**Records shown:**
----------

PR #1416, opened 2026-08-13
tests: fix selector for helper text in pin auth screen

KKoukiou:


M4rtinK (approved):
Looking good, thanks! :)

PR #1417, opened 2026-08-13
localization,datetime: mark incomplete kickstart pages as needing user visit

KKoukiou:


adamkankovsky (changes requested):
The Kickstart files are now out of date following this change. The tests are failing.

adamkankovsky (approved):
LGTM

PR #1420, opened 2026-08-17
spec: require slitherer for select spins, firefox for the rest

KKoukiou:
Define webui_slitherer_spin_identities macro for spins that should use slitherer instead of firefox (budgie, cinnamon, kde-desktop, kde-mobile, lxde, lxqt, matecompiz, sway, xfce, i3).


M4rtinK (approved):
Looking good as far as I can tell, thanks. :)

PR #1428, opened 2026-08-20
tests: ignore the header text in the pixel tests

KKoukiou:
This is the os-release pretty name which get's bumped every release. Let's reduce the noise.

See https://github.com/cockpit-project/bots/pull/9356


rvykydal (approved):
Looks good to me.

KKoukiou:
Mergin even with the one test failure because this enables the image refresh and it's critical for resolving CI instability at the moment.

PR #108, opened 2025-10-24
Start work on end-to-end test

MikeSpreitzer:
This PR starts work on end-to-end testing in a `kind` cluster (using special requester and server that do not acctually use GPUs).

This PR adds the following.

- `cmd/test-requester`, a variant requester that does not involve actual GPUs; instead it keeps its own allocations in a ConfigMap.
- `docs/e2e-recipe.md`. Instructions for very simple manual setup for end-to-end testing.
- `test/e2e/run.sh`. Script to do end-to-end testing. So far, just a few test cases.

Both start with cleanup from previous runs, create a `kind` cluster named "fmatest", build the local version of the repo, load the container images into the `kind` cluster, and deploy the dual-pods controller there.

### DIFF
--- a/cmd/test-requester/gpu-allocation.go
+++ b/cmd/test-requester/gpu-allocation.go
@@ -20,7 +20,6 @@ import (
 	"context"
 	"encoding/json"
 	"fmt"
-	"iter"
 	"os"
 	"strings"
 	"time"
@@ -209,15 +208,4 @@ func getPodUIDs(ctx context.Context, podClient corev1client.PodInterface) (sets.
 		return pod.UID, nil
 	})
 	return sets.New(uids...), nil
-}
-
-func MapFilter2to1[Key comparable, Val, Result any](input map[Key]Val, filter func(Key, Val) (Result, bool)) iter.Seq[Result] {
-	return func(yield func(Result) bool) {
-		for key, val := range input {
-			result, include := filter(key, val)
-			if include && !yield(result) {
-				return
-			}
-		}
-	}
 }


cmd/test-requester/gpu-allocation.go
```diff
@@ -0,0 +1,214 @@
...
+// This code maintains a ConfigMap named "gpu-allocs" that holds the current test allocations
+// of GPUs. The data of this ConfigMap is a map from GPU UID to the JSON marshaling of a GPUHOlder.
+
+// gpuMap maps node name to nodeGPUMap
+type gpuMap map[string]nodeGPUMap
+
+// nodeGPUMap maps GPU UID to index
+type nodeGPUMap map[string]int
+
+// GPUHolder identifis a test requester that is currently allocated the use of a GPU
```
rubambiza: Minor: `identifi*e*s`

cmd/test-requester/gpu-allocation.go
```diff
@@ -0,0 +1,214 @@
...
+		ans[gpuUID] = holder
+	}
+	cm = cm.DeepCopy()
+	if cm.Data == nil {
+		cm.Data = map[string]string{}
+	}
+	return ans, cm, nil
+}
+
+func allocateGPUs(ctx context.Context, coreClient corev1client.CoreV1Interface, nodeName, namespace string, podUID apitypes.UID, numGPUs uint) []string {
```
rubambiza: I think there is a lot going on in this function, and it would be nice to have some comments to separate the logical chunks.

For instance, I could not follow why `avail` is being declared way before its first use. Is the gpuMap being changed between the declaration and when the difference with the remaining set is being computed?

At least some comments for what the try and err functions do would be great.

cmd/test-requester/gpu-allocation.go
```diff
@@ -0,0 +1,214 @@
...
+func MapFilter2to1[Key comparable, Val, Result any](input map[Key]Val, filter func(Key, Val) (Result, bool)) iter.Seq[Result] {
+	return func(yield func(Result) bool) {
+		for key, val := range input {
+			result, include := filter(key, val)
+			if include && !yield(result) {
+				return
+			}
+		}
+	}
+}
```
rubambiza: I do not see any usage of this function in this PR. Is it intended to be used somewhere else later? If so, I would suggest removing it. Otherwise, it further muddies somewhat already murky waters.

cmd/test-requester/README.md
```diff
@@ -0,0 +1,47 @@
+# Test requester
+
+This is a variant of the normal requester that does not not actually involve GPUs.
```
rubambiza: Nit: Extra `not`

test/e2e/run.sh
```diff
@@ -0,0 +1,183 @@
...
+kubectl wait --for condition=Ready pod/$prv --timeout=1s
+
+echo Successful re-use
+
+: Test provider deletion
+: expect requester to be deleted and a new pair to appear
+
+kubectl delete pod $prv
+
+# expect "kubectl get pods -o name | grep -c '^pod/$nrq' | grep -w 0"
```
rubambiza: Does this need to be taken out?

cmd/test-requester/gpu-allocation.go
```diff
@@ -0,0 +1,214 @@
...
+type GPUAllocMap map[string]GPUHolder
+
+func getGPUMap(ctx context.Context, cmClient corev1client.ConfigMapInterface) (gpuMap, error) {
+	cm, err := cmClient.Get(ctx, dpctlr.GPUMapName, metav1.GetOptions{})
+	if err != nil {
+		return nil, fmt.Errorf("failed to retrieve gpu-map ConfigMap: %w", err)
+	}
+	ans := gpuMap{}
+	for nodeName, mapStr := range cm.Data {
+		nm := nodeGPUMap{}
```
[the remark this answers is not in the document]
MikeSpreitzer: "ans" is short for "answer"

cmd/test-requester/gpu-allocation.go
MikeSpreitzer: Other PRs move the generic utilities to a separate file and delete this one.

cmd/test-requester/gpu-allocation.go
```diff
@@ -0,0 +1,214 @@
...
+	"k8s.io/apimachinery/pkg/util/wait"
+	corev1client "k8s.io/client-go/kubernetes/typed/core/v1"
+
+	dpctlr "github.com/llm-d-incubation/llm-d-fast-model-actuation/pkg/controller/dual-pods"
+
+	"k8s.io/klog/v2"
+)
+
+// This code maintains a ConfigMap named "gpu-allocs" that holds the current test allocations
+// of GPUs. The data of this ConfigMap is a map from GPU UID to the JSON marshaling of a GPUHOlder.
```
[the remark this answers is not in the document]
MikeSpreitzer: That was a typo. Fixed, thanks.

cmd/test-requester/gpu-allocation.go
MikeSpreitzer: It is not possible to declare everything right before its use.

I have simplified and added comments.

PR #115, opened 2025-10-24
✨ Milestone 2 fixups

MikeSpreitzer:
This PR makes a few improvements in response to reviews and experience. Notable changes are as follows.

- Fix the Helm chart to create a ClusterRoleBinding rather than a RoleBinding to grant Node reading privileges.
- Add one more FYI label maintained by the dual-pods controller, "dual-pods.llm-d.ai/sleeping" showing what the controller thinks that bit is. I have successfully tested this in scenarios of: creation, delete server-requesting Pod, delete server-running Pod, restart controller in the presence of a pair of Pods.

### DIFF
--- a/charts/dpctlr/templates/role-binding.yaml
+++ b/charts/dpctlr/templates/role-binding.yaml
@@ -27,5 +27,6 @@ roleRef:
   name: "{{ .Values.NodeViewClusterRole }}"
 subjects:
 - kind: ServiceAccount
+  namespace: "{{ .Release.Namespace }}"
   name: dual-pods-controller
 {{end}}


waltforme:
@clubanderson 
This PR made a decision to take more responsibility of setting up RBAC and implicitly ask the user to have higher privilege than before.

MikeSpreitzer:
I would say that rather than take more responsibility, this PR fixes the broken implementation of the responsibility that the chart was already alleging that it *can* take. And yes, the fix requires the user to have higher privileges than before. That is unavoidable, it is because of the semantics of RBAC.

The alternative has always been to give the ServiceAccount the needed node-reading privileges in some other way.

----------

**Problem to solve:** Only an exact retyping of the full data will do.

**Written reply:**
PR #1416, opened 2026-08-13
tests: fix selector for helper text in pin auth screen

KKoukiou:


M4rtinK (approved):
Looking good, thanks! :)

PR #1417, opened 2026-08-13
localization,datetime: mark incomplete kickstart pages as needing user visit

KKoukiou:


adamkankovsky (changes requested):
The Kickstart files are now out of date following this change. The tests are failing.

adamkankovsky (approved):
LGTM

PR #1420, opened 2026-08-17
spec: require slitherer for select spins, firefox for the rest

KKoukiou:
Define webui_slitherer_spin_identities macro for spins that should use slitherer instead of firefox (budgie, cinnamon, kde-desktop, kde-mobile, lxde, lxqt, matecompiz, sway, xfce, i3).


M4rtinK (approved):
Looking good as far as I can tell, thanks. :)

PR #1428, opened 2026-08-20
tests: ignore the header text in the pixel tests

KKoukiou:
This is the os-release pretty name which get's bumped every release. Let's reduce the noise.

See https://github.com/cockpit-project/bots/pull/9356


rvykydal (approved):
Looks good to me.

KKoukiou:
Mergin even with the one test failure because this enables the image refresh and it's critical for resolving CI instability at the moment.

PR #108, opened 2025-10-24
Start work on end-to-end test

MikeSpreitzer:
This PR starts work on end-to-end testing in a `kind` cluster (using special requester and server that do not acctually use GPUs).

This PR adds the following.

- `cmd/test-requester`, a variant requester that does not involve actual GPUs; instead it keeps its own allocations in a ConfigMap.
- `docs/e2e-recipe.md`. Instructions for very simple manual setup for end-to-end testing.
- `test/e2e/run.sh`. Script to do end-to-end testing. So far, just a few test cases.

Both start with cleanup from previous runs, create a `kind` cluster named "fmatest", build the local version of the repo, load the container images into the `kind` cluster, and deploy the dual-pods controller there.

### DIFF
--- a/cmd/test-requester/gpu-allocation.go
+++ b/cmd/test-requester/gpu-allocation.go
@@ -20,7 +20,6 @@ import (
 	"context"
 	"encoding/json"
 	"fmt"
-	"iter"
 	"os"
 	"strings"
 	"time"
@@ -209,15 +208,4 @@ func getPodUIDs(ctx context.Context, podClient corev1client.PodInterface) (sets.
 		return pod.UID, nil
 	})
 	return sets.New(uids...), nil
-}
-
-func MapFilter2to1[Key comparable, Val, Result any](input map[Key]Val, filter func(Key, Val) (Result, bool)) iter.Seq[Result] {
-	return func(yield func(Result) bool) {
-		for key, val := range input {
-			result, include := filter(key, val)
-			if include && !yield(result) {
-				return
-			}
-		}
-	}
 }


cmd/test-requester/gpu-allocation.go
```diff
@@ -0,0 +1,214 @@
...
+// This code maintains a ConfigMap named "gpu-allocs" that holds the current test allocations
+// of GPUs. The data of this ConfigMap is a map from GPU UID to the JSON marshaling of a GPUHOlder.
+
+// gpuMap maps node name to nodeGPUMap
+type gpuMap map[string]nodeGPUMap
+
+// nodeGPUMap maps GPU UID to index
+type nodeGPUMap map[string]int
+
+// GPUHolder identifis a test requester that is currently allocated the use of a GPU
```
rubambiza: Minor: `identifi*e*s`

cmd/test-requester/gpu-allocation.go
```diff
@@ -0,0 +1,214 @@
...
+		ans[gpuUID] = holder
+	}
+	cm = cm.DeepCopy()
+	if cm.Data == nil {
+		cm.Data = map[string]string{}
+	}
+	return ans, cm, nil
+}
+
+func allocateGPUs(ctx context.Context, coreClient corev1client.CoreV1Interface, nodeName, namespace string, podUID apitypes.UID, numGPUs uint) []string {
```
rubambiza: I think there is a lot going on in this function, and it would be nice to have some comments to separate the logical chunks.

For instance, I could not follow why `avail` is being declared way before its first use. Is the gpuMap being changed between the declaration and when the difference with the remaining set is being computed?

At least some comments for what the try and err functions do would be great.

cmd/test-requester/gpu-allocation.go
```diff
@@ -0,0 +1,214 @@
...
+func MapFilter2to1[Key comparable, Val, Result any](input map[Key]Val, filter func(Key, Val) (Result, bool)) iter.Seq[Result] {
+	return func(yield func(Result) bool) {
+		for key, val := range input {
+			result, include := filter(key, val)
+			if include && !yield(result) {
+				return
+			}
+		}
+	}
+}
```
rubambiza: I do not see any usage of this function in this PR. Is it intended to be used somewhere else later? If so, I would suggest removing it. Otherwise, it further muddies somewhat already murky waters.

cmd/test-requester/README.md
```diff
@@ -0,0 +1,47 @@
+# Test requester
+
+This is a variant of the normal requester that does not not actually involve GPUs.
```
rubambiza: Nit: Extra `not`

test/e2e/run.sh
```diff
@@ -0,0 +1,183 @@
...
+kubectl wait --for condition=Ready pod/$prv --timeout=1s
+
+echo Successful re-use
+
+: Test provider deletion
+: expect requester to be deleted and a new pair to appear
+
+kubectl delete pod $prv
+
+# expect "kubectl get pods -o name | grep -c '^pod/$nrq' | grep -w 0"
```
rubambiza: Does this need to be taken out?

cmd/test-requester/gpu-allocation.go
```diff
@@ -0,0 +1,214 @@
...
+type GPUAllocMap map[string]GPUHolder
+
+func getGPUMap(ctx context.Context, cmClient corev1client.ConfigMapInterface) (gpuMap, error) {
+	cm, err := cmClient.Get(ctx, dpctlr.GPUMapName, metav1.GetOptions{})
+	if err != nil {
+		return nil, fmt.Errorf("failed to retrieve gpu-map ConfigMap: %w", err)
+	}
+	ans := gpuMap{}
+	for nodeName, mapStr := range cm.Data {
+		nm := nodeGPUMap{}
```
[the remark this answers is not in the document]
MikeSpreitzer: "ans" is short for "answer"

cmd/test-requester/gpu-allocation.go
MikeSpreitzer: Other PRs move the generic utilities to a separate file and delete this one.

cmd/test-requester/gpu-allocation.go
```diff
@@ -0,0 +1,214 @@
...
+	"k8s.io/apimachinery/pkg/util/wait"
+	corev1client "k8s.io/client-go/kubernetes/typed/core/v1"
+
+	dpctlr "github.com/llm-d-incubation/llm-d-fast-model-actuation/pkg/controller/dual-pods"
+
+	"k8s.io/klog/v2"
+)
+
+// This code maintains a ConfigMap named "gpu-allocs" that holds the current test allocations
+// of GPUs. The data of this ConfigMap is a map from GPU UID to the JSON marshaling of a GPUHOlder.
```
[the remark this answers is not in the document]
MikeSpreitzer: That was a typo. Fixed, thanks.

cmd/test-requester/gpu-allocation.go
MikeSpreitzer: It is not possible to declare everything right before its use.

I have simplified and added comments.

PR #115, opened 2025-10-24
✨ Milestone 2 fixups

MikeSpreitzer:
This PR makes a few improvements in response to reviews and experience. Notable changes are as follows.

- Fix the Helm chart to create a ClusterRoleBinding rather than a RoleBinding to grant Node reading privileges.
- Add one more FYI label maintained by the dual-pods controller, "dual-pods.llm-d.ai/sleeping" showing what the controller thinks that bit is. I have successfully tested this in scenarios of: creation, delete server-requesting Pod, delete server-running Pod, restart controller in the presence of a pair of Pods.

### DIFF
--- a/charts/dpctlr/templates/role-binding.yaml
+++ b/charts/dpctlr/templates/role-binding.yaml
@@ -27,5 +27,6 @@ roleRef:
   name: "{{ .Values.NodeViewClusterRole }}"
 subjects:
 - kind: ServiceAccount
+  namespace: "{{ .Release.Namespace }}"
   name: dual-pods-controller
 {{end}}


waltforme:
@clubanderson 
This PR made a decision to take more responsibility of setting up RBAC and implicitly ask the user to have higher privilege than before.

MikeSpreitzer:
I would say that rather than take more responsibility, this PR fixes the broken implementation of the responsibility that the chart was already alleging that it *can* take. And yes, the fix requires the user to have higher privileges than before. That is unavoidable, it is because of the semantics of RBAC.

The alternative has always been to give the ServiceAccount the needed node-reading privileges in some other way.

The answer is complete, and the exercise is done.